§ **EXERCISE DATA**
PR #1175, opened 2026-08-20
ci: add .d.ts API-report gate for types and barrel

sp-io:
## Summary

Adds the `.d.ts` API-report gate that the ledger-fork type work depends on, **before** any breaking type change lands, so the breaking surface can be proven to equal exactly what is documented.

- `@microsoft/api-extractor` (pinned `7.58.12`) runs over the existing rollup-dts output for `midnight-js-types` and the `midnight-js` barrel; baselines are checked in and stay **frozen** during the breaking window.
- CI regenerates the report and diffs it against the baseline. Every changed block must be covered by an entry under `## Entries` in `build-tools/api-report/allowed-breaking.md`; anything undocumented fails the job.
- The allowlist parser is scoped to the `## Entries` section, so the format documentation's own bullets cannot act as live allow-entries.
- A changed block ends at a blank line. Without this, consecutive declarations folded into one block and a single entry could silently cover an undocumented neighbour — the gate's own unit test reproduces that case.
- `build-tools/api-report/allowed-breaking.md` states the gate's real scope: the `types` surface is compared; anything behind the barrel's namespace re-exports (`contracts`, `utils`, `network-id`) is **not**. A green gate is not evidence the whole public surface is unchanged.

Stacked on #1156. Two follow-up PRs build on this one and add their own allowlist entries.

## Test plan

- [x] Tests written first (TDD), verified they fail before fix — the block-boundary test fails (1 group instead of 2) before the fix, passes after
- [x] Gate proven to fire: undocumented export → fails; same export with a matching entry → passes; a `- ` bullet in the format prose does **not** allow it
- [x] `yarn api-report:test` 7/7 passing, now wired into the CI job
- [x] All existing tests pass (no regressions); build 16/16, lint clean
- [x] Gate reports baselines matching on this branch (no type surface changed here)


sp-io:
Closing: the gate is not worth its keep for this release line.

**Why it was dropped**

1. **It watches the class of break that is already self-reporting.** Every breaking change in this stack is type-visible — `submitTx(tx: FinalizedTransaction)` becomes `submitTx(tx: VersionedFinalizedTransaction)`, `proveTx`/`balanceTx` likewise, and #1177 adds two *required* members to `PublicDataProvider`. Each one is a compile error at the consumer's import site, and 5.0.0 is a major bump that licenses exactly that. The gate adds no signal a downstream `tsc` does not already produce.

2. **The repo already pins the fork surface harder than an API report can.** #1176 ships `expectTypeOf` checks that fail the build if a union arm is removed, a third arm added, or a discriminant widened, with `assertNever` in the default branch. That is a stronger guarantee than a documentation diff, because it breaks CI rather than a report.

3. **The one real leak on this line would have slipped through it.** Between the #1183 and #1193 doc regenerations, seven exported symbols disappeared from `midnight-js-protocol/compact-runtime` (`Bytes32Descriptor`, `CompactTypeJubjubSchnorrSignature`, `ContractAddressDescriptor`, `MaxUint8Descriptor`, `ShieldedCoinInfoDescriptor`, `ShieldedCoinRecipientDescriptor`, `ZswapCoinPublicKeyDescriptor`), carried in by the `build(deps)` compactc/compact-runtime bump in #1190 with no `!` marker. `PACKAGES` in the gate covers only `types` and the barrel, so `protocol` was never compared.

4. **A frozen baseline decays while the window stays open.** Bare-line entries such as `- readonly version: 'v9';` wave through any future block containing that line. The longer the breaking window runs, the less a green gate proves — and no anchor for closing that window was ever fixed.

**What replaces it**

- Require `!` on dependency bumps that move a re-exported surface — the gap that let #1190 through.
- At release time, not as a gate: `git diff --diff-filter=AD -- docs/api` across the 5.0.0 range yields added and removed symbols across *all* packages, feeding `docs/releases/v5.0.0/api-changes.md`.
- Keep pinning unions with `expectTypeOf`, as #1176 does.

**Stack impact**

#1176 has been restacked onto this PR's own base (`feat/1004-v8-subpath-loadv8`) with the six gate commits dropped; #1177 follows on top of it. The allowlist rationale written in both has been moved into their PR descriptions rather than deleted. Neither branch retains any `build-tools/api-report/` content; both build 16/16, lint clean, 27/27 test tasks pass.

...

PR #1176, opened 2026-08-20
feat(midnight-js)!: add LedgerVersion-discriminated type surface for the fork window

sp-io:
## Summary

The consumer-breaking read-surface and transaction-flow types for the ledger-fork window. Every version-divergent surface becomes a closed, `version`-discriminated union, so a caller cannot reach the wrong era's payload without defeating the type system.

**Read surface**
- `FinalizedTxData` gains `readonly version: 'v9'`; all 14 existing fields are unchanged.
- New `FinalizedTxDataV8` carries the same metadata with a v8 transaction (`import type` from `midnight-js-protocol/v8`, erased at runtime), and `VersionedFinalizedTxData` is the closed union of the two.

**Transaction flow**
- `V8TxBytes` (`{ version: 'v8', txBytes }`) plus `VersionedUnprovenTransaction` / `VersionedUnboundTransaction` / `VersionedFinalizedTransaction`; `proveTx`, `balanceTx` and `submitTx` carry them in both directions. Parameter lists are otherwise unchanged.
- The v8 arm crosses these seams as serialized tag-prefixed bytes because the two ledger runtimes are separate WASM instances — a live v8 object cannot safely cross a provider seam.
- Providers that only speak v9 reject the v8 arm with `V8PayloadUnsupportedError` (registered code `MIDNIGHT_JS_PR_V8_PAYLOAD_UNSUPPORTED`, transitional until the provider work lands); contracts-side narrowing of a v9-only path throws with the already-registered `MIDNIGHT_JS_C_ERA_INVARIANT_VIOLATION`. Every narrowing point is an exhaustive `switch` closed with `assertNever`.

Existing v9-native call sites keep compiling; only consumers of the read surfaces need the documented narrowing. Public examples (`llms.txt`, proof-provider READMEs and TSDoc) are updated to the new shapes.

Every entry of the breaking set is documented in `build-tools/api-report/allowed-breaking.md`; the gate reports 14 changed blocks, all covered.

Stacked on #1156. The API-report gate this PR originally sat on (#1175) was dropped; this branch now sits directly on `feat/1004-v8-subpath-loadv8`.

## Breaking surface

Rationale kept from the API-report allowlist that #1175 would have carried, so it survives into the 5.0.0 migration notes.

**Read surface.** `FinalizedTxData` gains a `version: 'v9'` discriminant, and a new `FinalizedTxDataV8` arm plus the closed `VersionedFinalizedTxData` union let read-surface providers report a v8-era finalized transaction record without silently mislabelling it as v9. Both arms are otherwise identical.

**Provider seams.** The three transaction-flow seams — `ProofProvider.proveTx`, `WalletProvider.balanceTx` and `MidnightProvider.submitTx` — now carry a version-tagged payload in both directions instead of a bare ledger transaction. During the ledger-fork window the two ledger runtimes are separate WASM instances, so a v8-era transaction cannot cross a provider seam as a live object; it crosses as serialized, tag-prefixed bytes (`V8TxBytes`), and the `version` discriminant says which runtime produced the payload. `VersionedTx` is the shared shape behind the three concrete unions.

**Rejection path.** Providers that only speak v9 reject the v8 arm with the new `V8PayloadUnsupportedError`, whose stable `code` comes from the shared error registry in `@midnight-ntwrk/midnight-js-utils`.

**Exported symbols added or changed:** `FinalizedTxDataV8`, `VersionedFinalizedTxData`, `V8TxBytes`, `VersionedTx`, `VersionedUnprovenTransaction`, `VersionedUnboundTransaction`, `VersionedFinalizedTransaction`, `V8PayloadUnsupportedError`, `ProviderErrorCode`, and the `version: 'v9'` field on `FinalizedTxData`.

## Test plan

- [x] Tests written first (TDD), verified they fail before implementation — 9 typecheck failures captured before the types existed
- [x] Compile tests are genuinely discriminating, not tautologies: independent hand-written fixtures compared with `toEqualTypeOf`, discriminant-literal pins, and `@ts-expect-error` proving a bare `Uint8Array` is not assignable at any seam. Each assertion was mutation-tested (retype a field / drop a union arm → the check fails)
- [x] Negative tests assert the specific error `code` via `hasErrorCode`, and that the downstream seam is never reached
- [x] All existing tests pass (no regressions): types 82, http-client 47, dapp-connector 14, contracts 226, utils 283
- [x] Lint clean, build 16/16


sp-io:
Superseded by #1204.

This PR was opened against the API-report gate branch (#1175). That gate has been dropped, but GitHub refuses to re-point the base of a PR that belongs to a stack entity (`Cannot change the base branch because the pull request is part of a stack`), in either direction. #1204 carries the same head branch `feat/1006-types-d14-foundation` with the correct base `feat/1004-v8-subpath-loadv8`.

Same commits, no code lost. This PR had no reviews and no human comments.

§ **WORK REQUIRED**
Among the entries above, the line containing "- [x] Negative", the line containing "This PR was", and all lines between them are to be restated word for word; nothing else belongs in the reply.

§ **FINISHED TASK**
- [x] Negative tests assert the specific error `code` via `hasErrorCode`, and that the downstream seam is never reached
- [x] All existing tests pass (no regressions): types 82, http-client 47, dapp-connector 14, contracts 226, utils 283
- [x] Lint clean, build 16/16


sp-io:
Superseded by #1204.

This PR was opened against the API-report gate branch (#1175). That gate has been dropped, but GitHub refuses to re-point the base of a PR that belongs to a stack entity (`Cannot change the base branch because the pull request is part of a stack`), in either direction. #1204 carries the same head branch `feat/1006-types-d14-foundation` with the correct base `feat/1004-v8-subpath-loadv8`.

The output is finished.